Исповедь его хлынула бурным потоком. Я намеренно употребил слово «исповедь», потому что плюс ко всему меня рассердил исповедальный характер его речей. Я никогда не любил исповедей, цель которых — хочешь ты или не хочешь — втянуть тебя в свои проблемы. Русские тут непревзойденные мастера, это видно по их романам.
— Я сочувствую вашим трудностям, — сказал я. — Но я всего-навсего турист, в Москве проездом. И наши отношения весьма эфемерны.

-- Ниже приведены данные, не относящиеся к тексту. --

PR #2021, opened 2025-11-24
Support VK_PACKET in vncviewer on Windows

svenssonaxel:


svenssonaxel:
Squashed.
@CendioOssman ping

vncviewer/KeyboardWin32.cxx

— Я прошу не туриста, а человека, — горячился Левитанский. — Ведь вы тоже свободный журналист. Теперь вы знаете, что я собой представляю и что у меня на душе. Вы в моем доме. О чем еще я могу просить? Я предпочел бы опубликовать мои рассказы в Европе, скажем в «Мондадори» или «Эйнауди»[36], но, если вы не можете устроить их в Италии, я согласен на Америку. Когда-нибудь мою прозу прочтут и здесь, скорее всего, после моей смерти. В этом заключена убийственная ирония, но мое поколение свыклось с таким положением вещей. Умирать прямо сейчас я не собираюсь, и мне было бы отрадно узнать, что мои рассказы живут по крайней мере на одном языке. Мандельштам писал, что его сохранит чужая речь. Лучше так, чем ничего.
36
«Мондадори» и «Эйнауди» — крупные итальянские издательства.